● Exercise requirements
Scan each line of the records for the word "presume" and extract the ones that have it.

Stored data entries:
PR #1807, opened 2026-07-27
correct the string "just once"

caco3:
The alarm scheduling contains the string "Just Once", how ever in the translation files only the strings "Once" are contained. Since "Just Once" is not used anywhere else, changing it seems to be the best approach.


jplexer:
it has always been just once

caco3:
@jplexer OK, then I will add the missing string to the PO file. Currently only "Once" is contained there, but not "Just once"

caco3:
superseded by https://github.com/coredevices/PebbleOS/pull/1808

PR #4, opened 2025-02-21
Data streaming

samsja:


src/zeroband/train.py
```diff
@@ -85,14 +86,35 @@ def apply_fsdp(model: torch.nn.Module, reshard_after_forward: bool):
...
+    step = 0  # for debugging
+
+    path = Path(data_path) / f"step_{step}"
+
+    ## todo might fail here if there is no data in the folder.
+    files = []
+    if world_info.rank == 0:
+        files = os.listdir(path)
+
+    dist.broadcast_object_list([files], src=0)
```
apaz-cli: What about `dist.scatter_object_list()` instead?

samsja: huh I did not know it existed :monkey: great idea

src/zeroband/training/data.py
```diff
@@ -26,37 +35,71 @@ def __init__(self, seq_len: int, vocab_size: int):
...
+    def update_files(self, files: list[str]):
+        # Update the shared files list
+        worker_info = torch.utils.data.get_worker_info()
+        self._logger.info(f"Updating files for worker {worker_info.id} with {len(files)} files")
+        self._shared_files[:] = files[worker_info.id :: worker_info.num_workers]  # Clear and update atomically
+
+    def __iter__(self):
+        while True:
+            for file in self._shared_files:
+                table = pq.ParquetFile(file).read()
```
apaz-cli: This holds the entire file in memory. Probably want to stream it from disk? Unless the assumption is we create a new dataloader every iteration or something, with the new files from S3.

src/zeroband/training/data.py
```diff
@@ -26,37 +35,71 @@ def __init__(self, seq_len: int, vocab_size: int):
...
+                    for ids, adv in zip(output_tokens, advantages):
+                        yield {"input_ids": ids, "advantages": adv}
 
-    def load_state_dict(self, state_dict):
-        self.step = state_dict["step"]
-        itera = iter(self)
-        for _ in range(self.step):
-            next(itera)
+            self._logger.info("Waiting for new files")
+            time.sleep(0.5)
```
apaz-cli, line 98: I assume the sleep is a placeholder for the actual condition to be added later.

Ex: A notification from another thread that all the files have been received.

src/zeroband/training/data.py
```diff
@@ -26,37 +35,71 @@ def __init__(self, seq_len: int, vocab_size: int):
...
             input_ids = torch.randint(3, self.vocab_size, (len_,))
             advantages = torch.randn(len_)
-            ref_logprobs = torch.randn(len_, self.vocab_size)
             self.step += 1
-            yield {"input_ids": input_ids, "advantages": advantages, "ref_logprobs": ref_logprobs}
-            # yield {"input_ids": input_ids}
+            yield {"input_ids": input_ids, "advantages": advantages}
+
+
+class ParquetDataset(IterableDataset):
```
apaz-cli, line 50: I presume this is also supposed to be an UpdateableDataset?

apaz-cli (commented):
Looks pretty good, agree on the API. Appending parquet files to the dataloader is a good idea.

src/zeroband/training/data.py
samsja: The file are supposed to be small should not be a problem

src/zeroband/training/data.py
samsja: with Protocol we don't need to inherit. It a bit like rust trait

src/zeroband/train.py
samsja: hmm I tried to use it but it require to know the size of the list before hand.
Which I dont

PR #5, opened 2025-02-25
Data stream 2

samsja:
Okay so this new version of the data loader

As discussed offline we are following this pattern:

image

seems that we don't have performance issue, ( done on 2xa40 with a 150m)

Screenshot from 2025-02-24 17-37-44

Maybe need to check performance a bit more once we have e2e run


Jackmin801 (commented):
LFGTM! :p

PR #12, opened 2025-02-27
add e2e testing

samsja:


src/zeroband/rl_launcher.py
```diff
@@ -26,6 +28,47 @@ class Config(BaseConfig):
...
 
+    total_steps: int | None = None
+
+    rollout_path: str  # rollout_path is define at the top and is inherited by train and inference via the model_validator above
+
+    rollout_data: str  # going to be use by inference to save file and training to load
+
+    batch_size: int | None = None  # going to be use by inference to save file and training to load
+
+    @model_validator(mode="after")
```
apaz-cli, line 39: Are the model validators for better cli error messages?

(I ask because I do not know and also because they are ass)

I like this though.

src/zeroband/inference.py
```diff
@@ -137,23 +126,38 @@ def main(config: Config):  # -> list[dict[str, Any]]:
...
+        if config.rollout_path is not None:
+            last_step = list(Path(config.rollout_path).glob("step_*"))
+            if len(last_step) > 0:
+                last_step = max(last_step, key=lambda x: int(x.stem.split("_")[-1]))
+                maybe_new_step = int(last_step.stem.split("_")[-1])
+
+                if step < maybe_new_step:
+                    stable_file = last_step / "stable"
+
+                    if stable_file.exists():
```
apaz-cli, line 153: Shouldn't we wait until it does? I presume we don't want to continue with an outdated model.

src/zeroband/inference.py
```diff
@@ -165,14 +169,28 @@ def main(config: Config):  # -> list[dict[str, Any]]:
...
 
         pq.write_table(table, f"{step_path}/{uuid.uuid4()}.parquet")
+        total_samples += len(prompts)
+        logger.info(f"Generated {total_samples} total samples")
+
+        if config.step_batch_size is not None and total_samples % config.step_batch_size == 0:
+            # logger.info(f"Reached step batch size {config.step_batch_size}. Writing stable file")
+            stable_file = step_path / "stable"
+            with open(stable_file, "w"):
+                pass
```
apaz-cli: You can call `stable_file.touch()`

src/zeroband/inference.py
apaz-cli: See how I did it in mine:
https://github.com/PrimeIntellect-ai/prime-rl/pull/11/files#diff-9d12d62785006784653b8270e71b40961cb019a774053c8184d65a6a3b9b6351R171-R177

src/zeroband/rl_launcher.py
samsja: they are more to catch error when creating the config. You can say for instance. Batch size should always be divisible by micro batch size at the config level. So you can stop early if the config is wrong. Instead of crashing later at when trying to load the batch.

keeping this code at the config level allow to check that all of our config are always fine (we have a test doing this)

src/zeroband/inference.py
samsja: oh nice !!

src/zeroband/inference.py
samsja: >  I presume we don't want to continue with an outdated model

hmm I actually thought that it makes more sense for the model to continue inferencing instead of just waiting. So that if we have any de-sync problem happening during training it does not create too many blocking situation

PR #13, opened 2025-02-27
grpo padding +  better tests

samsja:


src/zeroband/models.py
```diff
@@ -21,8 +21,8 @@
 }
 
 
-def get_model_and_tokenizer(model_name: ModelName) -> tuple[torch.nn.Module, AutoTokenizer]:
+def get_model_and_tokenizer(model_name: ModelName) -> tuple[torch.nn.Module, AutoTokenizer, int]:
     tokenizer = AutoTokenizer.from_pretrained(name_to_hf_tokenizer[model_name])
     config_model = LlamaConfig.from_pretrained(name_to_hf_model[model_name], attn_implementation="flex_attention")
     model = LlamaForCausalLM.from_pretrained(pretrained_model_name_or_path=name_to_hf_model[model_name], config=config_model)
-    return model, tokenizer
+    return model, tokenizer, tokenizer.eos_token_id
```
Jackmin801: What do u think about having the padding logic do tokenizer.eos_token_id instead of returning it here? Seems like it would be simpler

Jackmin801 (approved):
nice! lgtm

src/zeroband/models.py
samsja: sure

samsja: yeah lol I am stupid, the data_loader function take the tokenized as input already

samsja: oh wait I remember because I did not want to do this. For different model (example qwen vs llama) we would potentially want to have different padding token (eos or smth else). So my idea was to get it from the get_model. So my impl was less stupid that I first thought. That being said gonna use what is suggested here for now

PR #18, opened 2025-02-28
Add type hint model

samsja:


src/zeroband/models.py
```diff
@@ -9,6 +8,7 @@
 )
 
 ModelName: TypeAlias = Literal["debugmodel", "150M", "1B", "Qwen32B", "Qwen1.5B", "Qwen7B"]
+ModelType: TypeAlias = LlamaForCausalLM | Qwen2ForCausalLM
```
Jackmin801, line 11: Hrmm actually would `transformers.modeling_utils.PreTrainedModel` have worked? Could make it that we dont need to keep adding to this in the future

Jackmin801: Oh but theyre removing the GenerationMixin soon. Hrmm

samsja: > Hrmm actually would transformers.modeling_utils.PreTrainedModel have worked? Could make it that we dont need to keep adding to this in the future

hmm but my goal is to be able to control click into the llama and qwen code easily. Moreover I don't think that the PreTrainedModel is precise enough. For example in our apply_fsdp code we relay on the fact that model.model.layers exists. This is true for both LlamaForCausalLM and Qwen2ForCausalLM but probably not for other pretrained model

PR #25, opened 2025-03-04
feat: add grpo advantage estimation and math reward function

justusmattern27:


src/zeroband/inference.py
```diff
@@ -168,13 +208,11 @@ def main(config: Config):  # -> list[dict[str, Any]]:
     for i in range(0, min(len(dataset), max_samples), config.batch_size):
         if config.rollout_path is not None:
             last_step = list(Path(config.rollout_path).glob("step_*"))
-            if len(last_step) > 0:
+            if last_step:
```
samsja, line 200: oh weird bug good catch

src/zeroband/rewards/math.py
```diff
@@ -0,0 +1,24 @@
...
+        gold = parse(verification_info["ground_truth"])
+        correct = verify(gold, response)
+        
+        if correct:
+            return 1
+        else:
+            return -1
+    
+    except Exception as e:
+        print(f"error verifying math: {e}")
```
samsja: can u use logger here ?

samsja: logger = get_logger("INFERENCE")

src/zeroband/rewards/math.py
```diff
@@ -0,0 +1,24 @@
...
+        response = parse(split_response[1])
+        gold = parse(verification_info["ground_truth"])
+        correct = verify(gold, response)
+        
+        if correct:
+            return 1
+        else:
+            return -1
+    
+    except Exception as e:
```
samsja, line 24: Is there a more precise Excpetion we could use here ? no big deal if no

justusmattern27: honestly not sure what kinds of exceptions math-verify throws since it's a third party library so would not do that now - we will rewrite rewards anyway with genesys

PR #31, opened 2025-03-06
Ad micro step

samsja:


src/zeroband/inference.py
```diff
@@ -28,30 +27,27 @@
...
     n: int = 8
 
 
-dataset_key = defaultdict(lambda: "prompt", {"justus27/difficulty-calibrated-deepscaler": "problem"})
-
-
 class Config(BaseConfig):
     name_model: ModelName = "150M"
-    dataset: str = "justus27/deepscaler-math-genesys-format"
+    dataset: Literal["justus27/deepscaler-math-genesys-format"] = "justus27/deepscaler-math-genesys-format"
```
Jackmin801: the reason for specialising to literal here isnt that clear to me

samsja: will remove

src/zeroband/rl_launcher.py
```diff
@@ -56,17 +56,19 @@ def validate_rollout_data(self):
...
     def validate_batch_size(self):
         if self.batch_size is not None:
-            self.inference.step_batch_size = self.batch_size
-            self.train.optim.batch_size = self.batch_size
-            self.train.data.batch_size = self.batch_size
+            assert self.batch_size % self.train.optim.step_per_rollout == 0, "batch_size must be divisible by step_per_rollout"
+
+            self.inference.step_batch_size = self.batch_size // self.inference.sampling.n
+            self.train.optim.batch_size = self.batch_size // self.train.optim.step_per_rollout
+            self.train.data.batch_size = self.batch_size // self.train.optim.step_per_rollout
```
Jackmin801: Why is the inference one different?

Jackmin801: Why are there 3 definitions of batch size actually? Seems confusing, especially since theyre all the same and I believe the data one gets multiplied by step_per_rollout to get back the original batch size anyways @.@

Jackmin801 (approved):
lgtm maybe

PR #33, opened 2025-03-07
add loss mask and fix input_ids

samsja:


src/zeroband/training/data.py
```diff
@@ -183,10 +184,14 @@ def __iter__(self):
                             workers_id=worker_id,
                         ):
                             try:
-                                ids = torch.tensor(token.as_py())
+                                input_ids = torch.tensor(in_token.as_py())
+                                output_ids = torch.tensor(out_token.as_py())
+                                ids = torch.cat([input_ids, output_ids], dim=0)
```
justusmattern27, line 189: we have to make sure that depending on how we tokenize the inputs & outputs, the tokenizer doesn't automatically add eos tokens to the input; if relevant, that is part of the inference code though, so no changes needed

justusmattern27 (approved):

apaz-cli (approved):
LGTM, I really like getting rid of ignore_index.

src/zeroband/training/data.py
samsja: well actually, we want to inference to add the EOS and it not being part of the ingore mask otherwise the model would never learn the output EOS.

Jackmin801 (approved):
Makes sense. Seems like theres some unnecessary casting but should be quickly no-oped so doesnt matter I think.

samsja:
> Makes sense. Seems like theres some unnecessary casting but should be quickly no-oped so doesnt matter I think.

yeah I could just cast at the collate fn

● Written answer
apaz-cli, line 50: I presume this is also supposed to be an UpdateableDataset?
apaz-cli, line 153: Shouldn't we wait until it does? I presume we don't want to continue with an outdated model.
samsja: >  I presume we don't want to continue with an outdated model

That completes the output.